Yet while the presence of airships has become a cliche in alternate history circles, VTOLs have not been. Alternate history is full of Victorian zeppelins, not Vietnamese tilt-wings and jet-copters.
Lighter-than-air transport being more prominent in AH has been a trope for so long, a lot of us do it in a self-ironic way. Personally, i've been handed an opportunity to play around with rotorcraft in WIAF and I intend to use it at some point: two of OTL's main Soviet helicopter designers, Nikolai Kamov and Mikhail Mil, were both from Irkutsk, which means they get to become Yakutian citizens by default.

Yup, the Red Army loses its most iconic combat helicopter :p
 
The brand appearance is right and it probably says stuff about what we consider The past.

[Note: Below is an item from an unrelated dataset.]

PR #1650, opened 2022-09-19
PSWeights module: fix public inheritance / constructor arg to be able to force use of dummy weights

MatthiesC:
[only compile]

If I go "Harrier Jump Jets were a thing that sounded cool when I was a kid so in this AH there's jump jets everywhere", that's a very different look and one (as Colier says) that'd be seen as more futuristic sci-fi than a blimp - even though the Harrier jump jet was invented over fifty years ago!
 
It's a bit of a depressing thought that I could see hovercraft becoming an allo-transport-punk staple used by younger writers, as they seem to be disappearing from their former status of being THE FUTURE too.

Autogyroes are a bit of a grey area I feel.

Tony Jones' AH work is good at using lesser-known transport what-ifs, such as Cliveless World (as seen in his SLP book "The Plague Policeman") in which most aircraft are asymmetrical one-wing designs.
 
It's a bit of a depressing thought that I could see hovercraft becoming an allo-transport-punk staple used by younger writers, as they seem to be disappearing from their former status of being THE FUTURE too.
Oh, yeah, that's in WIAF too. @Bruno's The Road to Yakutia and @Talwar's Rock of Ages, both included in Volume 1, feature early types of a Yakutian vehicle developed to deal with the difficult Siberian terrain, which are recognizable as hovercraft, except they are called ground gliders.
 
One thing that came to me after I wrote the original post is that another reason is that airships obviously look a lot different, while VTOLs that don't look "futuristic" (as in the case of the Harrier) appear very similar to conventional aircraft at first glance.